# PROBLEM STATEMENT
Copy each line of the material in which the word "last" appears.

# EXCERPTED RECORDS

PR #130, opened 2018-10-31
Initial commit

jadams-tresys:
Still contains debugging print statements.  The test I added should
simply SDE, but it continues past the SDE call and still hits the
Assert.

### DIFF
--- a/daffodil-lib/src/main/scala/org/apache/daffodil/cookers/EntityReplacer.scala
+++ b/daffodil-lib/src/main/scala/org/apache/daffodil/cookers/EntityReplacer.scala
@@ -641,7 +641,12 @@ sealed abstract class ListOfStringLiteralBase(
   private lazy val olc = oneLiteralCooker
 
   protected def cook(raw: String, context: ThrowsSDE, forUnparse: Boolean): List[String] = {
+    if (raw.length != 0 && (raw.head.isWhitespace || raw.last.isWhitespace)) {
+      context.SDE("The property '%s' cannot start or end with the string \" \", did you mean to use '%%SP;' instead?", propNameArg)
+    }
+
     val rawList = raw.split("\\s+").toList
+
     val cooked = {
       val cookedList: ListBuffer[String] = ListBuffer.empty
       rawList.foreach(x => {
--- a/daffodil-test/src/test/resources/org/apache/daffodil/section12/delimiter_properties/DelimiterProperties.tdml
+++ b/daffodil-test/src/test/resources/org/apache/daffodil/section12/delimiter_properties/DelimiterProperties.tdml
@@ -111,6 +111,24 @@
       </xs:complexType>
     </xs:element>
 
+    <xs:element name="DP_04_02" dfdl:lengthKind="implicit">
+      <xs:complexType>
+        <xs:sequence>
+          <xs:element name="s1" type="xs:float"
+            dfdl:terminator=" %WSP+;" maxOccurs="unbounded" />
+        </xs:sequence>
+      </xs:complexType>
+    </xs:element>
+
+    <xs:element name="DP_04_03" dfdl:lengthKind="implicit">
+      <xs:complexType>
+        <xs:sequence>
+          <xs:element name="s1" type="xs:float"
+            dfdl:terminator="%WSP+; " maxOccurs="unbounded" />
+        </xs:sequence>
+      </xs:complexType>
+    </xs:element>
+
   </tdml:defineSchema>
 
   <tdml:defineSchema name="DelimiterProperties-Embedded2.dfdl.xsd">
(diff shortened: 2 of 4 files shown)


daffodil-runtime1/src/main/scala/org/apache/daffodil/processors/EvDelimiters.scala
```diff
@@ -68,6 +68,13 @@ abstract class DelimiterParseEv(delimType: DelimiterTextType.Type, override val
     if (converterResult.length == 1 && converterResult(0) == "") {
       Array()
     } else {
+      System.out.println("In DelimiterParseEv: " + expr)
+      System.out.println("converterResult: " + converterResult)
+      if (converterResult.contains("")) {
+        System.out.println("Empty delimiter found!!!")
```
jadams-tresys: When running testOnly org.apache.daffodil.section12.delimiter_properties.TestDelimiterProperties this print statement (the one before the SDE call) gets displayed, but not the one after the SDE.  However, it continues processing til it hits the Assert call

daffodil-runtime1/src/main/scala/org/apache/daffodil/processors/dfa/CreateDelimiterDFA.scala
```diff
@@ -116,6 +118,7 @@ object CreateDelimiterDFA {
 
   private def buildTransitions(delim: Seq[DelimBase],
     allStates: ArrayBuffer[State], ignoreCase: Boolean): State = {
+    System.out.println("Delim: " + delim)
     assert(!delim.isEmpty)
```
jadams-tresys: This is the Assert call that fails, even after the SDE is called.

stevedlawrence: Changing from the scala assert() method to daffodils Assert.invariant() results in a stack trace that makes it a little easier to see what's going on. This is part of the stack trace:
```
[error] org.apache.daffodil.exceptions.Assert$.abort(Assert.scala:129)
[error] org.apache.daffodil.processors.dfa.CreateDelimiterDFA$.buildTransitions(CreateDelimiterDFA.scala:123)
[error] org.apache.daffodil.processors.dfa.CreateDelimiterDFA$.apply(CreateDelimiterDFA.scala:44)
[error] org.apache.daffodil.processors.dfa.CreateDelimiterDFA$.apply(CreateDelimiterDFA.scala:83), took 1.291 sec
[error]     at org.apache.daffodil.exceptions.Assert$.abort(Assert.scala:129)
[error]     at org.apache.daffodil.processors.dfa.CreateDelimiterDFA$.buildTransitions(CreateDelimiterDFA.scala:123)
[error]     at org.apache.daffodil.processors.dfa.CreateDelimiterDFA$.apply(CreateDelimiterDFA.scala:44)
[error]     at org.apache.daffodil.processors.dfa.CreateDelimiterDFA$.apply(CreateDelimiterDFA.scala:83)
[error]     at org.apache.daffodil.processors.DelimiterUnparseEv.compute(EvDelimiters.scala:100)
[error]     at org.apache.daffodil.processors.DelimiterUnparseEv.compute(EvDelimiters.scala:83)
```
So the assert is getting called from the DelimiterUnparseEv. I suspect you just need to add logic to that Ev, similar to what you do for DelimiterParseEv.

jadams-tresys: Ah, that makes sense.  Will fix.

jadams-tresys:
Should be good to go now with the most recent commit

daffodil-runtime1/src/main/scala/org/apache/daffodil/processors/EvDelimiters.scala
```diff
@@ -65,10 +65,10 @@ abstract class DelimiterParseEv(delimType: DelimiterTextType.Type, override val
...
 
     val converterResult = evalAndConvert(state)
-    if (converterResult.length == 1 && converterResult(0) == "") {
-      Array()
-    } else {
-      CreateDelimiterDFA(delimType, trd, converterResult, ignoreCase)
+    (converterResult.length, converterResult(0)) match {
+      case (1, "") => Array()
+      case (_, "") => state.SDE("The string \"\" can only be used when specified as the only delimiter, not as a member of a list of delimiters")
+      case (_, _) => CreateDelimiterDFA(delimType, trd, converterResult, ignoreCase)
```
stevedlawrence: This fixes this for delimiters, but I wonder if there are other properties that also handle leading/trailing spaces incorrectly? The various Cookers in EntityReplacer.scala are the things that actually "cook" the properties values. For example, ListOfStringLiteralBase splits a property value on whitespace. I wonder if somewhere in those cookers would be a better place for the leading/trailing whitespace check. That way this issue would be resolved for all properties and not just delimiters.

daffodil-test/src/test/resources/org/apache/daffodil/section12/delimiter_properties/DelimiterProperties.tdml
```diff
@@ -111,6 +111,15 @@
       </xs:complexType>
     </xs:element>
 
+    <xs:element name="DP_04_02" dfdl:lengthKind="implicit">
+      <xs:complexType>
+        <xs:sequence>
+          <xs:element name="s1" type="xs:float"
+            dfdl:terminator=" %WSP+;" maxOccurs="unbounded" />
+        </xs:sequence>
```
stevedlawrence: Might be good to have a trailing space check as well. That should also be an SDE, since the user probably meant ``"FOO%SP;"`` rather than ``"FOO "``

stevedlawrence:
+1

daffodil-lib/src/main/scala/org/apache/daffodil/cookers/EntityReplacer.scala
```diff
@@ -642,6 +642,9 @@ sealed abstract class ListOfStringLiteralBase(
 
   protected def cook(raw: String, context: ThrowsSDE, forUnparse: Boolean): List[String] = {
     val rawList = raw.split("\\s+").toList
+    if (((rawList(0) == "") || (rawList.last == "")) && (rawList.length != 1))
+      context.SDE("The string \"\" is not allowed at the start or end of the list if it is not the only item in the list")
+
```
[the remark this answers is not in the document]
jadams-tresys: Addressed these issues and updated the error message in the most recent commit

PR #132, opened 2018-11-05
Remove Java 10 from TravisCI build configuration

stevedlawrence:
Using Java 10 results in a deprecation error and causes the build to
fail. Since Java 10 is deprecated, let's just remove it from the build
matrix.

DAFFODIL-2016

### DIFF
--- a/.travis.yml
+++ b/.travis.yml
@@ -25,7 +25,6 @@ jdk:
   - oraclejdk7
   - oraclejdk8
   - oraclejdk9
-  - oraclejdk10
   - oraclejdk11
 sudo: required
 dist: trusty


stevedlawrence:
They've deprecated jdk10 in favor of jdk11. Looks like no one will be able to use jdk10 on travis CI anymore.

mbeckerle:
So, JDK10 sure seemed to have a short lifespan before being deprecated. Was some egregious security bug found in it or something?

stevedlawrence:
Oracle is speeding up their release cycles so a new release happens something like every 6 months. Then on a longer cycle, like every three years, they pick a release to be the LTS release. Java 11 is that LTS, so people are told to no longer use Java 9 or 10.

PR #133, opened 2018-11-06
Enabled a few Calendar tests that now work

jadams-tresys:
There were a few Calendar tests that had been in debug for a while that
now seem to work (or only needed a few small fixes to the tests
themselves to work). They had been moved to debug as part of
DAFFODIL-1945 as part of an issue that a user was having.

DAFFODIL-1945

### DIFF
--- a/daffodil-test/src/test/scala-debug/org/apache/daffodil/section05/simple_types/TestSimpleTypesDebug.scala
+++ b/daffodil-test/src/test/scala-debug/org/apache/daffodil/section05/simple_types/TestSimpleTypesDebug.scala
@@ -98,11 +98,4 @@ class TestSimpleTypesDebug {
   @Test def test_bitOrderChangeInvalid3() { runner1.runOneTest("bitOrderChangeInvalid3") }
 
   @Test def test_bitOrderChangeInvalid() { runner3.runOneTest("bitOrderChangeInvalid") }
-
-  //////////////////////// DAFFODIL-1945 /////////////////////////////
-  @Test def test_dateCalendarDaysInFirstWeek3() { runner.runOneTest("dateCalendarDaysInFirstWeek3") }
-  @Test def test_dateCalendarDaysInFirstWeek5() { runner.runOneTest("dateCalendarDaysInFirstWeek5") }
-
-  @Test def test_dateCalendarFirstDayOfWeek03() { runner.runOneTest("dateCalendarFirstDayOfWeek03") }
-  @Test def test_dateCalendarFirstDayOfWeek04() { runner.runOneTest("dateCalendarFirstDayOfWeek04") }
 }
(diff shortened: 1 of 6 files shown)


daffodil-test/src/test/scala-debug/org/apache/daffodil/section05/simple_types/TestSimpleTypesDebug.scala
```diff
@@ -98,11 +98,4 @@ class TestSimpleTypesDebug {
   @Test def test_bitOrderChangeInvalid3() { runner1.runOneTest("bitOrderChangeInvalid3") }
 
   @Test def test_bitOrderChangeInvalid() { runner3.runOneTest("bitOrderChangeInvalid") }
-
-  //////////////////////// DAFFODIL-1945 /////////////////////////////
-  @Test def test_dateCalendarDaysInFirstWeek3() { runner.runOneTest("dateCalendarDaysInFirstWeek3") }
-  @Test def test_dateCalendarDaysInFirstWeek5() { runner.runOneTest("dateCalendarDaysInFirstWeek5") }
```
stevedlawrence: These two tests are removed from scala-debug but not added to scala.

jadams-tresys: They were already added from a previous commit, but the debug tests were never removed.

stevedlawrence: Are you sure? I only see them commented out in TestSimpleTypes.scala, lines 113 and 115.

jadams-tresys: You are right, I could have sworn I enabled them, but I guess I didn't.  I was thinking of the "FirstDayOfWeek" tests that were already enabled, not the "DaysInFirstWeek".

mbeckerle: Responding to steve's original comment..... Ok, so we need to contact the original user (per email thread in the DAFFODIL-1945 ticket) and find out what operating system, and what locale and time zone, etc. It's possible race conditions caused this transient failure, in which case keeping the tests commented out isn't helpful at finding the problem, but we need to try to reproduce.

stevedlawrence:
@jadams-tresys Commit 0b924b67de67 for DAFFODIL-2074 was able to reproduce, track down, and fix issues related to locale. You might now be able to use the steps in that bug to reproduce the locale issues for this bug and determine if the fix for DAFFODIL-2074 also fixed these issues. Would be nice to be able to close out this PR.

# ANSWER SECTION
+    if (raw.length != 0 && (raw.head.isWhitespace || raw.last.isWhitespace)) {
+    if (((rawList(0) == "") || (rawList.last == "")) && (rawList.length != 1))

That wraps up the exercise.